Work item:
After locating the line that holds "Also, we would", transcribe it and each following line to the end of the records, changing nothing and adding nothing.

Dataset extract:
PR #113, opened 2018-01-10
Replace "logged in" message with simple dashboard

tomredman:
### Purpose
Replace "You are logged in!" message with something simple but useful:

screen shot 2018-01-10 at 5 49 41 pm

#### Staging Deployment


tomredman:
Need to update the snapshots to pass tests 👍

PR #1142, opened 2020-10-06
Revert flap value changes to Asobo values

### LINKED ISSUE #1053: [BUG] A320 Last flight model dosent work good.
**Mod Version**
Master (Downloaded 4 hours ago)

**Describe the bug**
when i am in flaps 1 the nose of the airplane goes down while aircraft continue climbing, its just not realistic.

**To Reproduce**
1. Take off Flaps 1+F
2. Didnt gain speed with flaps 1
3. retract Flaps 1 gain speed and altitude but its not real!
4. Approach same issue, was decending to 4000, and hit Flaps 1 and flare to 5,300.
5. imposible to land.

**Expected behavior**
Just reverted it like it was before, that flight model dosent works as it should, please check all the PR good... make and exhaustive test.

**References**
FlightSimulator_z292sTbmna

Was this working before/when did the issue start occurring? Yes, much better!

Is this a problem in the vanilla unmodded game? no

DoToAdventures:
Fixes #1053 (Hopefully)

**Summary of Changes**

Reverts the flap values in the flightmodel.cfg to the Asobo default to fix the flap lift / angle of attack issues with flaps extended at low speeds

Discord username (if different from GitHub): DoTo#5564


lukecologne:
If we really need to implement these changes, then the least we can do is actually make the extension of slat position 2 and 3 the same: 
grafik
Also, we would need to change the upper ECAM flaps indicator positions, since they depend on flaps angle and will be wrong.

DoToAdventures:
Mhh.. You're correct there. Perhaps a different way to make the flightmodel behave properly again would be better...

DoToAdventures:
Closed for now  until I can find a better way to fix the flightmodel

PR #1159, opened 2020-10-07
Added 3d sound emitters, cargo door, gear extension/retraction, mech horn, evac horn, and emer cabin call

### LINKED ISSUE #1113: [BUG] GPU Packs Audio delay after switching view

Output for this task:
Also, we would need to change the upper ECAM flaps indicator positions, since they depend on flaps angle and will be wrong.

DoToAdventures:
Mhh.. You're correct there. Perhaps a different way to make the flightmodel behave properly again would be better...

DoToAdventures:
Closed for now  until I can find a better way to fix the flightmodel

PR #1159, opened 2020-10-07
Added 3d sound emitters, cargo door, gear extension/retraction, mech horn, evac horn, and emer cabin call

### LINKED ISSUE #1113: [BUG] GPU Packs Audio delay after switching view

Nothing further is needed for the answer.